Working with ANT has always been a slightly boring experience for me because of it’s rigid XML syntax. Setting up classpath, tasks like clean, compile, run tests etc., every time is a tedious process.
Ever since I started working with Groovy I started looking at a build tool known as Gradle. Gradle is a Groovy script that can be used to automate the build activities of your project. Let’s see how to build a simple Java project using Gradle.

You can download Gradle and add the bin folder to the path.

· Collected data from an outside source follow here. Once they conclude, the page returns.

PR #8225, opened 2024-05-28
server: use SecureJoin when setting container /etc directory

haircommander:

```release-note
Fix CVE-2024-5154 where a malicious container image could make a symlink of `/proc/mounts` on the host, out of the container's rootfs
```

### DIFF
--- a/server/container_create_linux.go
+++ b/server/container_create_linux.go
@@ -846,25 +846,38 @@ func (s *Server) createSandboxContainer(ctx context.Context, ctr ctrfactory.Cont
 		specgen.Config.Process.User.Umask = &umask
 	}
 
-	etc := filepath.Join(mountPoint, "/etc")
-	// create the `/etc` folder only when it doesn't exist
-	if _, err := os.Stat(etc); err != nil && os.IsNotExist(err) {
+	// The /etc directory can be subjected to various attempts on the path (directory)
+	// traversal attacks. As such, we need to ensure that its path will be relative to
+	// the base (or root, if you wish) of the container to mitigate a container escape.
+	etcPath, err = securejoin.SecureJoin(mountPoint, "/etc")
+	if err != nil {
+		return nil, fmt.Errorf("failed to resolve container /etc directory path: %w", err)
+	}
+
+	// Create the /etc directory only when it doesn't exist.
+	if _, err := os.Stat(etcPath); err != nil && os.IsNotExist(err) {
 		rootPair := idtools.IDPair{UID: 0, GID: 0}
 		if containerIDMappings != nil {
 			rootPair = containerIDMappings.RootPair()
 		}
-		if err := idtools.MkdirAllAndChown(etc, 0o755, rootPair); err != nil {
-			return nil, fmt.Errorf("error creating mtab directory: %w", err)
+		if err := idtools.MkdirAllAndChown(etcPath, 0o755, rootPair); err != nil {
+			return nil, fmt.Errorf("failed to create container /etc directory: %w", err)
 		}
 	}
-	// add symlink /etc/mtab to /proc/mounts allow looking for mountfiles there in the container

I have a simple project ‘GradleEx1″ with the following project structure.

The src folder will have a class Hello with the following code.

package com.durasoft;
public class Hello{
	public String sayHello(String name){
		return "Hello " + name;	
	}
}

The tests folder will have a test case HelloTest with the following code.

package com.durasoft;

import org.junit.* ;
import static org.junit.Assert.* ;

public class HelloTest{

	private Hello helloObj = new Hello();
	
	@Test
	public void testSayHello(){
		assertEquals(helloObj.sayHello("Sam"),"Hello Sam");
	}
}

Let’s create a build script build.gradle in the GradleEx1 folder. This gradle file will have a groovy script where you will specify the tasks compile, run tests and package them in a jar file. While doing that you will also add reference to JUnit library.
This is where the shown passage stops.